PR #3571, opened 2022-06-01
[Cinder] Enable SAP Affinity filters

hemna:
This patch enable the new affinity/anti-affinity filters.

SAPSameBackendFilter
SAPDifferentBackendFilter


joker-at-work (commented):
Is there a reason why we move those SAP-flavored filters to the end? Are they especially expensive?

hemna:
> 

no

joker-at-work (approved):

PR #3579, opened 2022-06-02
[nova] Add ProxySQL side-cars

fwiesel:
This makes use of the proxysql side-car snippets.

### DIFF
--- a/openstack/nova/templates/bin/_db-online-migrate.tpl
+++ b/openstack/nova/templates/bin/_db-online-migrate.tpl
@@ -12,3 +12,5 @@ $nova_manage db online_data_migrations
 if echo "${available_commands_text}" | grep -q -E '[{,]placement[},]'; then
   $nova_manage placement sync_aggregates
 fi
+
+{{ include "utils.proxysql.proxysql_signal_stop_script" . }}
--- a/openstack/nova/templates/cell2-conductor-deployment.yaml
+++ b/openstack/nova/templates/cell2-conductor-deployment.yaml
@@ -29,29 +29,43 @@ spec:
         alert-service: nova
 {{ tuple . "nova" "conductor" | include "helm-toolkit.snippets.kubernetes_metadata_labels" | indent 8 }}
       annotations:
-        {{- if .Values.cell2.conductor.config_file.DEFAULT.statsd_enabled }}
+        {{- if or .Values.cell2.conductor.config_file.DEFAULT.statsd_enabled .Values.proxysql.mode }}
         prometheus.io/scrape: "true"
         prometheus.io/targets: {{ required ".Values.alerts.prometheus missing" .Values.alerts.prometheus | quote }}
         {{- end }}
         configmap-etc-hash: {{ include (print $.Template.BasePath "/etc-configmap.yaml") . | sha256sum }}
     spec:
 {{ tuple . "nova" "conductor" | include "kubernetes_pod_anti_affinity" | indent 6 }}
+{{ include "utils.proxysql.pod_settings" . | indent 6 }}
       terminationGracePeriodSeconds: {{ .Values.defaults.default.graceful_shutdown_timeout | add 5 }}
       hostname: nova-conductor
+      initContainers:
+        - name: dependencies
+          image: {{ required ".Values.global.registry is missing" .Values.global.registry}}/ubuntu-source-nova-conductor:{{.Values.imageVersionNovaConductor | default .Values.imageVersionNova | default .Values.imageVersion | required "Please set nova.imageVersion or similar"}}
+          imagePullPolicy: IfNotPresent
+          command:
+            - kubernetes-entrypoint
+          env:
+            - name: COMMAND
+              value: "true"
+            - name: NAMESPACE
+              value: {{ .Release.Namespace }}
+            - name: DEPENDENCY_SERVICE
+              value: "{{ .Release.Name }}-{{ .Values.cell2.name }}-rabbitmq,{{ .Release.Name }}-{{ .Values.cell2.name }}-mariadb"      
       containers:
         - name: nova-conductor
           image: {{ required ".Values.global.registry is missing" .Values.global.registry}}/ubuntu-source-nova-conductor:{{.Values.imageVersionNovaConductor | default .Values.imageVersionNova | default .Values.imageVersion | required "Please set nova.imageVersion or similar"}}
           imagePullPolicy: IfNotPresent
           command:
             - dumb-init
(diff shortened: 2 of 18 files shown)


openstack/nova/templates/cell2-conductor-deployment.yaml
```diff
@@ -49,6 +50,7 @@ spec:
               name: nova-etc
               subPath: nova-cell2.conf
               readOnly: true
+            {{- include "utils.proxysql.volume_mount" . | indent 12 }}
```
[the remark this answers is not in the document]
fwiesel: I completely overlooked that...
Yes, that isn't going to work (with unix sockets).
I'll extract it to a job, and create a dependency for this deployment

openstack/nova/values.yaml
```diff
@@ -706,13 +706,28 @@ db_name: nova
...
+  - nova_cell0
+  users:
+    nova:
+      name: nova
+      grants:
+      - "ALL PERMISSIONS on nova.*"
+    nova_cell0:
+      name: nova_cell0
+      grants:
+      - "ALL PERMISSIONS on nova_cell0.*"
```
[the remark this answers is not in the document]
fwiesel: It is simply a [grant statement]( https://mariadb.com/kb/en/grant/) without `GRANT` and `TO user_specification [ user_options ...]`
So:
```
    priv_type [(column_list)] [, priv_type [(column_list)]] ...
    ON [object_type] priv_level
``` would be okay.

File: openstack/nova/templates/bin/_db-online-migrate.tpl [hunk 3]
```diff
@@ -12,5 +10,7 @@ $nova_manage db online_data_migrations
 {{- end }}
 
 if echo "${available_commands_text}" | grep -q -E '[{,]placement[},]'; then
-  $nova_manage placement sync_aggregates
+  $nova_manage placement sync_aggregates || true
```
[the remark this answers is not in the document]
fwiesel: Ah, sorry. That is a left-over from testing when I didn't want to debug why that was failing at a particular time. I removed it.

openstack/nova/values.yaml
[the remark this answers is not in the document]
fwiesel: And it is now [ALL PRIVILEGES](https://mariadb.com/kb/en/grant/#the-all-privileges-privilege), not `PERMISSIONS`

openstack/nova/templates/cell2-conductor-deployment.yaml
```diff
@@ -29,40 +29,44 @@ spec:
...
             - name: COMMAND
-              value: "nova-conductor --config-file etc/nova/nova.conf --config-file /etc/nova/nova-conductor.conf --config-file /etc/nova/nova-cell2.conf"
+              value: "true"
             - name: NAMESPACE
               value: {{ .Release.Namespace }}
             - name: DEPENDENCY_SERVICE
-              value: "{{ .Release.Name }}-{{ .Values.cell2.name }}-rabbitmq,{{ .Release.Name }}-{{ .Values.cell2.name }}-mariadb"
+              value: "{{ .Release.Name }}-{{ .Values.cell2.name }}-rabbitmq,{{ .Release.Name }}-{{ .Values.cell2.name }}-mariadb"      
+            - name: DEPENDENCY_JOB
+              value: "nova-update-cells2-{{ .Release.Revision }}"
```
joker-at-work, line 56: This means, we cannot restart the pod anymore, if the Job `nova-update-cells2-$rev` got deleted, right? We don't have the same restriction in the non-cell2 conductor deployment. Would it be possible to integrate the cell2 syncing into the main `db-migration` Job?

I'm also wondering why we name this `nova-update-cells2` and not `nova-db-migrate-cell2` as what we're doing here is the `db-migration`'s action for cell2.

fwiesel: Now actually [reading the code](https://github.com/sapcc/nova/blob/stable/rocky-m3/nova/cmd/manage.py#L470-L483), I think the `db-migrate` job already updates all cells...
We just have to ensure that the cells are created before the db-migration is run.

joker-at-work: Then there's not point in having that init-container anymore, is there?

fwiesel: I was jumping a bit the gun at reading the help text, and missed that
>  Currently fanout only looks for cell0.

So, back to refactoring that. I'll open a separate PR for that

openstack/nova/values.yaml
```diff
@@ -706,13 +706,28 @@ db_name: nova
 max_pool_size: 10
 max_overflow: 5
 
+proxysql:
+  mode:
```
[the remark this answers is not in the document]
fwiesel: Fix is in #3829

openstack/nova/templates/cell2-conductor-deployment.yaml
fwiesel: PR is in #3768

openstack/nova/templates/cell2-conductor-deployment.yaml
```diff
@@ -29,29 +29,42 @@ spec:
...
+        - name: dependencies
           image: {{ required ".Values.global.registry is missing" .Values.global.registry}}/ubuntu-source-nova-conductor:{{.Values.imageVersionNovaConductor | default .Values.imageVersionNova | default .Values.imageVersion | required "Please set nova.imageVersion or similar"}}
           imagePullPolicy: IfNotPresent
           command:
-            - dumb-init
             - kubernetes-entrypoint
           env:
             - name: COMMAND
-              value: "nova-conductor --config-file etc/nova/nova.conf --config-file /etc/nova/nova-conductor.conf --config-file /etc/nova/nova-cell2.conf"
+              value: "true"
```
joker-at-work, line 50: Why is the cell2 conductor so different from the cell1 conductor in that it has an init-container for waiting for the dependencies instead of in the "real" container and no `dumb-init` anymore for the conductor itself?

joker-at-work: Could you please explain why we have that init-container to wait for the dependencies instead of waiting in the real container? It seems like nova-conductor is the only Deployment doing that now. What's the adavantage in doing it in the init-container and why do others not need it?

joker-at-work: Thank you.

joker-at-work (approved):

++++++++++

Each line above from the one with "This patch enable" up to and including the one with "alert-service: nova" must be set down exactly, and no line outside that span may appear.

This patch enable the new affinity/anti-affinity filters.

SAPSameBackendFilter
SAPDifferentBackendFilter


joker-at-work (commented):
Is there a reason why we move those SAP-flavored filters to the end? Are they especially expensive?

hemna:
> 

no

joker-at-work (approved):

PR #3579, opened 2022-06-02
[nova] Add ProxySQL side-cars

fwiesel:
This makes use of the proxysql side-car snippets.

### DIFF
--- a/openstack/nova/templates/bin/_db-online-migrate.tpl
+++ b/openstack/nova/templates/bin/_db-online-migrate.tpl
@@ -12,3 +12,5 @@ $nova_manage db online_data_migrations
 if echo "${available_commands_text}" | grep -q -E '[{,]placement[},]'; then
   $nova_manage placement sync_aggregates
 fi
+
+{{ include "utils.proxysql.proxysql_signal_stop_script" . }}
--- a/openstack/nova/templates/cell2-conductor-deployment.yaml
+++ b/openstack/nova/templates/cell2-conductor-deployment.yaml
@@ -29,29 +29,43 @@ spec:
         alert-service: nova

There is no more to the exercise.